The first country to object to the Greek-Finnish deal was Austria. “If there is a model for collateral, Austria would also make a claim,” said Finance Ministry spokesman Harald Waiglein.

Slovakia followed this train of thought, arguing that Finland should not have different lending terms from other eurozone members. “I consider it unacceptable for any country to not have the collateral if other countries have it,” said Finance Minister Ivan Miklos. “Because if this is a loan, and that is what everyone is calling it, the debtor should have no problem offering collateral for the loan.”
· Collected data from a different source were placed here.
PR #929, opened 2017-01-13
Fix Python GAPIC package metadata output path

geigerj:
Previously, the template file's directory was mistakenly included in
the output path.


lukesneeringer:
As soon as tests pass, I would like to merge this. It fixes a problem that is a prerequisite to the `protos`- change.

geigerj:
Tests pass -- LGTY?

lukesneeringer:
Looks good to me. I asked @landrito to give it a quick once-over so there is a second reviewer.

landrito:
LGTM

PR #930, opened 2017-01-13
Change grpc- prefix to proto-.

lukesneeringer:
We are changing our `grpc-` packages not to have a strict GRPC dependency. To avoid naming confusion, we are changing the prefix on these Python packages to `proto-`, since that is now the key things they contain.

It must be co-merged alongside:

  * googleapis/artman#132
  * googleapis/googleapis#239


geigerj:
Think you'll need to resolve some merge conflicts due to https://github.com/googleapis/toolkit/commit/2b2fad7955f49d754df3e3ed5f5725fab7bf211e

src/test/java/com/google/api/codegen/grpcmetadatagen/testdata/api_defaults.yaml
```diff
@@ -30,6 +30,6 @@ semver:
   #       publishing some 1.0.x versions to pypi already. They are now
   #       deleted but files still exist on the pypi servers and can prevent
   #       us from using the version number again.
-  python: '0.13.0'
```
geigerj: I'd actually advocate not generally updating this testdata file because it makes it easier to read the diff in the golden files caused by the actual change to the code generator.

lukesneeringer: Actually, it ended up working kind of well, because I caught a change where I inaccurately bumped `oauthclient`.

src/main/java/com/google/api/codegen/transformer/PackageMetadataTransformer.java
```diff
@@ -39,6 +39,7 @@
         .protoVersionBound(packageConfig.protoVersionBound(language))
         .commonProtosVersionBound(packageConfig.commonProtosVersionBound(language))
         .authVersionBound(packageConfig.authVersionBound(language))
+        .packageName(packageConfig.packageName(language))
```
geigerj: This was superseded by `grpcPackageName` and `gapicPackageName`. Please rename the `grpcPackageName` field to `protoPackageName` and reuse it here.

lukesneeringer: I'm concerned about that. It would be easy to update to `protoPackageName`, but if `grpcPackageName` is being used by _anything else_ (note that this is _not_ a language-dependent transformer), then it will be a breaking change.

lukesneeringer: Alternatively, would you prefer a `protoPackageName` method _in addition to_ the `gapic` and `grpc` equivalents? This gets around my concern.

lukesneeringer: This is changed to:

    .packageName(packageConfig.packageName(language))
    .protoPackageName("proto-" + packageConfig.packageName(language))

geigerj: Hmm, I don't see that change; did you push the commit? (Also, is the `packageName` field of `PackageMetadataView` used anywhere now that `protoPackageName` is available?)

Even though Finland had been the only eurozone member to make it clear at the July 21 summit in Brussels, where the deal for Greece was agreed, that it wanted collateral to form part of the agreement, the Netherlands and Slovenia added their voices yesterday to those calling for guarantees from Greece. The five countries’ combined contribution amounts to 10 percent of the 109 billion euros Athens is due to receive.

Athens made it clear to Finland that it was not willing to provide state assets as collateral, resulting in a rather complicated deal being agreed. Greece will deposit cash equivalent to a large chunk of the money it is to receive from Helsinki in a state account that Finland will use to invest in AAA-rated bonds. The interest generated will raise the amount to match the required collateral. Finland will return the money, plus interest, once the bailout loan is repaid, Finance Minister Jutta Urpilainen said.

Greek Finance Minister Evangelos Venizelos said that this deal still had to be approved by the other eurozone members. New Democracy slammed his handling of the affair, claiming that the minister had celebrated the eurozone deal too early and had not heeded the conservatives’ warnings. “He does not know how to react or what to say,” said ND spokesman Yiannis Michelakis.

ekathimerini.com , Thursday August 18, 2011 (23:20)  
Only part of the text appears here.